### GOAL OF THE EXERCISE
Please copy out every line of the data word for word.

### Records from a collection
-- Opening Marker --

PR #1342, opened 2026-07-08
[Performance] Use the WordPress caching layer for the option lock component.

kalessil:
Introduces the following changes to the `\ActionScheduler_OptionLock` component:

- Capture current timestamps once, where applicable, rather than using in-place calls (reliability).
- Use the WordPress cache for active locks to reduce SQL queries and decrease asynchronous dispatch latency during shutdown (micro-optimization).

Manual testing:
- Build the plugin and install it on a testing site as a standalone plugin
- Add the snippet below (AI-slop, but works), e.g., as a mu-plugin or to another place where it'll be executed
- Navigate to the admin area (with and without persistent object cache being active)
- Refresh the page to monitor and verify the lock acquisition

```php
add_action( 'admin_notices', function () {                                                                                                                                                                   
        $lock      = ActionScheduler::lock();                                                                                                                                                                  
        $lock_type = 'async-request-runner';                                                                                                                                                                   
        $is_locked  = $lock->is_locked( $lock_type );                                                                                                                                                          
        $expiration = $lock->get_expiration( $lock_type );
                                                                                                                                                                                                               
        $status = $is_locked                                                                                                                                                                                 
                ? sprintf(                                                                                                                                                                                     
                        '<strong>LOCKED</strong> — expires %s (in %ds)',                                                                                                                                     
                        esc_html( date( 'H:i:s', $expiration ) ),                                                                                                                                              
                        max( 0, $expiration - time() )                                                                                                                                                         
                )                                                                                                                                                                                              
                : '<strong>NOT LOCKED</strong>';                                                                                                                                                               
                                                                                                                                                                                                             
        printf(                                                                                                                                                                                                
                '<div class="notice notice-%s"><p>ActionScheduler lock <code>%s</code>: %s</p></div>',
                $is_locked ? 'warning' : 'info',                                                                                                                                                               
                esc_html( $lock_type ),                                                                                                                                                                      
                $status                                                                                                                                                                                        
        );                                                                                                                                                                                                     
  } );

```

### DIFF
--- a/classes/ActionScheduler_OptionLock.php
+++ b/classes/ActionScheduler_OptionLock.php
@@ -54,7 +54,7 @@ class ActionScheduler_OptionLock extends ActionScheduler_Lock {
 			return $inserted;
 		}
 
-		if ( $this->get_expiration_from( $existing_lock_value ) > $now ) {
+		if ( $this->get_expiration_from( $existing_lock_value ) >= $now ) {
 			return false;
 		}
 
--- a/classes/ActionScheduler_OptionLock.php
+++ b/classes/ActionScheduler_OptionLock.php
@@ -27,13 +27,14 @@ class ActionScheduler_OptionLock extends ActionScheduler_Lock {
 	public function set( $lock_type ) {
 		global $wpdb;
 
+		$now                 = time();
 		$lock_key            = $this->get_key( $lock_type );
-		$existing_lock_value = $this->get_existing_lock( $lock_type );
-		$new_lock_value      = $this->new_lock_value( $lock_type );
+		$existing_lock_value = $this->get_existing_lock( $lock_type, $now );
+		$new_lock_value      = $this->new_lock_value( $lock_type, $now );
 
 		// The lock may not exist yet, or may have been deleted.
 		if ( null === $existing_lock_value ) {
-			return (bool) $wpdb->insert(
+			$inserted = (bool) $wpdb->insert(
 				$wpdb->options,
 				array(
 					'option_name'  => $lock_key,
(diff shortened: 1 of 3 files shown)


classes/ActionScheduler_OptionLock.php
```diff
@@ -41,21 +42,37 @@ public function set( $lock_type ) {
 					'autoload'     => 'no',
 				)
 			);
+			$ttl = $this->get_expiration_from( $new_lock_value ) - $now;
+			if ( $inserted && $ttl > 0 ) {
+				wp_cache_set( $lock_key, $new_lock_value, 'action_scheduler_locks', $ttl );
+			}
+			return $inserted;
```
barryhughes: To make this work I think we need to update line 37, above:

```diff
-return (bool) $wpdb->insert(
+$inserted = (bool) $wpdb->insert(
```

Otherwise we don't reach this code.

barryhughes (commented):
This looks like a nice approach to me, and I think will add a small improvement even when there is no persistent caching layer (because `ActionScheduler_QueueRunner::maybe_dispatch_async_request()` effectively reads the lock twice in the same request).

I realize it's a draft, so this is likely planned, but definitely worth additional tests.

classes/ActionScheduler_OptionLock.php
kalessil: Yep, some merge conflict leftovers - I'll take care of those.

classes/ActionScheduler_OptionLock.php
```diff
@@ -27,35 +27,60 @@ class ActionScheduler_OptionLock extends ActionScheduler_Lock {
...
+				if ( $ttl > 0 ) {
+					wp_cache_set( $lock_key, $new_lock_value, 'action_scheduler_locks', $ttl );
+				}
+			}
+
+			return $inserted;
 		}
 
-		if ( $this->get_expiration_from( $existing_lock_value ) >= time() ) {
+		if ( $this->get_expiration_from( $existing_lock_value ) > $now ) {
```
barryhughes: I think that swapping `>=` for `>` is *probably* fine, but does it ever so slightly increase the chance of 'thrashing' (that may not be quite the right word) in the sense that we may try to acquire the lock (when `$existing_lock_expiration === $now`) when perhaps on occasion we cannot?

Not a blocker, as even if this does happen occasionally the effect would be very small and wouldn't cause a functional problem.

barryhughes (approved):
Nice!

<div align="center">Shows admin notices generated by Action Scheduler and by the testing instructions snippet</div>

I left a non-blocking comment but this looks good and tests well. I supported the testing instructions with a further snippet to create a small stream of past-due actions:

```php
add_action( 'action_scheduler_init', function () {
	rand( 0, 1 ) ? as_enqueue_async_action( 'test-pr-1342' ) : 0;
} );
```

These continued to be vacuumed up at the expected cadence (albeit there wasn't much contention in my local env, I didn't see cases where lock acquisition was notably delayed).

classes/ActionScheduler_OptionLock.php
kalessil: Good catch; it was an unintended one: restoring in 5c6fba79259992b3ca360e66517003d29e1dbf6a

-- Closing Marker --

### REPLY TO THE TASK
PR #1342, opened 2026-07-08
[Performance] Use the WordPress caching layer for the option lock component.

kalessil:
Introduces the following changes to the `\ActionScheduler_OptionLock` component:

- Capture current timestamps once, where applicable, rather than using in-place calls (reliability).
- Use the WordPress cache for active locks to reduce SQL queries and decrease asynchronous dispatch latency during shutdown (micro-optimization).

Manual testing:
- Build the plugin and install it on a testing site as a standalone plugin
- Add the snippet below (AI-slop, but works), e.g., as a mu-plugin or to another place where it'll be executed
- Navigate to the admin area (with and without persistent object cache being active)
- Refresh the page to monitor and verify the lock acquisition

```php
add_action( 'admin_notices', function () {                                                                                                                                                                   
        $lock      = ActionScheduler::lock();                                                                                                                                                                  
        $lock_type = 'async-request-runner';                                                                                                                                                                   
        $is_locked  = $lock->is_locked( $lock_type );                                                                                                                                                          
        $expiration = $lock->get_expiration( $lock_type );
                                                                                                                                                                                                               
        $status = $is_locked                                                                                                                                                                                 
                ? sprintf(                                                                                                                                                                                     
                        '<strong>LOCKED</strong> — expires %s (in %ds)',                                                                                                                                     
                        esc_html( date( 'H:i:s', $expiration ) ),                                                                                                                                              
                        max( 0, $expiration - time() )                                                                                                                                                         
                )                                                                                                                                                                                              
                : '<strong>NOT LOCKED</strong>';                                                                                                                                                               
                                                                                                                                                                                                             
        printf(                                                                                                                                                                                                
                '<div class="notice notice-%s"><p>ActionScheduler lock <code>%s</code>: %s</p></div>',
                $is_locked ? 'warning' : 'info',                                                                                                                                                               
                esc_html( $lock_type ),                                                                                                                                                                      
                $status                                                                                                                                                                                        
        );                                                                                                                                                                                                     
  } );

```

### DIFF
--- a/classes/ActionScheduler_OptionLock.php
+++ b/classes/ActionScheduler_OptionLock.php
@@ -54,7 +54,7 @@ class ActionScheduler_OptionLock extends ActionScheduler_Lock {
 			return $inserted;
 		}
 
-		if ( $this->get_expiration_from( $existing_lock_value ) > $now ) {
+		if ( $this->get_expiration_from( $existing_lock_value ) >= $now ) {
 			return false;
 		}
 
--- a/classes/ActionScheduler_OptionLock.php
+++ b/classes/ActionScheduler_OptionLock.php
@@ -27,13 +27,14 @@ class ActionScheduler_OptionLock extends ActionScheduler_Lock {
 	public function set( $lock_type ) {
 		global $wpdb;
 
+		$now                 = time();
 		$lock_key            = $this->get_key( $lock_type );
-		$existing_lock_value = $this->get_existing_lock( $lock_type );
-		$new_lock_value      = $this->new_lock_value( $lock_type );
+		$existing_lock_value = $this->get_existing_lock( $lock_type, $now );
+		$new_lock_value      = $this->new_lock_value( $lock_type, $now );
 
 		// The lock may not exist yet, or may have been deleted.
 		if ( null === $existing_lock_value ) {
-			return (bool) $wpdb->insert(
+			$inserted = (bool) $wpdb->insert(
 				$wpdb->options,
 				array(
 					'option_name'  => $lock_key,
(diff shortened: 1 of 3 files shown)


classes/ActionScheduler_OptionLock.php
```diff
@@ -41,21 +42,37 @@ public function set( $lock_type ) {
 					'autoload'     => 'no',
 				)
 			);
+			$ttl = $this->get_expiration_from( $new_lock_value ) - $now;
+			if ( $inserted && $ttl > 0 ) {
+				wp_cache_set( $lock_key, $new_lock_value, 'action_scheduler_locks', $ttl );
+			}
+			return $inserted;
```
barryhughes: To make this work I think we need to update line 37, above:

```diff
-return (bool) $wpdb->insert(
+$inserted = (bool) $wpdb->insert(
```

Otherwise we don't reach this code.

barryhughes (commented):
This looks like a nice approach to me, and I think will add a small improvement even when there is no persistent caching layer (because `ActionScheduler_QueueRunner::maybe_dispatch_async_request()` effectively reads the lock twice in the same request).

I realize it's a draft, so this is likely planned, but definitely worth additional tests.

classes/ActionScheduler_OptionLock.php
kalessil: Yep, some merge conflict leftovers - I'll take care of those.

classes/ActionScheduler_OptionLock.php
```diff
@@ -27,35 +27,60 @@ class ActionScheduler_OptionLock extends ActionScheduler_Lock {
...
+				if ( $ttl > 0 ) {
+					wp_cache_set( $lock_key, $new_lock_value, 'action_scheduler_locks', $ttl );
+				}
+			}
+
+			return $inserted;
 		}
 
-		if ( $this->get_expiration_from( $existing_lock_value ) >= time() ) {
+		if ( $this->get_expiration_from( $existing_lock_value ) > $now ) {
```
barryhughes: I think that swapping `>=` for `>` is *probably* fine, but does it ever so slightly increase the chance of 'thrashing' (that may not be quite the right word) in the sense that we may try to acquire the lock (when `$existing_lock_expiration === $now`) when perhaps on occasion we cannot?

Not a blocker, as even if this does happen occasionally the effect would be very small and wouldn't cause a functional problem.

barryhughes (approved):
Nice!

<div align="center">Shows admin notices generated by Action Scheduler and by the testing instructions snippet</div>

I left a non-blocking comment but this looks good and tests well. I supported the testing instructions with a further snippet to create a small stream of past-due actions:

```php
add_action( 'action_scheduler_init', function () {
	rand( 0, 1 ) ? as_enqueue_async_action( 'test-pr-1342' ) : 0;
} );
```

These continued to be vacuumed up at the expected cadence (albeit there wasn't much contention in my local env, I didn't see cases where lock acquisition was notably delayed).

classes/ActionScheduler_OptionLock.php
kalessil: Good catch; it was an unintended one: restoring in 5c6fba79259992b3ca360e66517003d29e1dbf6a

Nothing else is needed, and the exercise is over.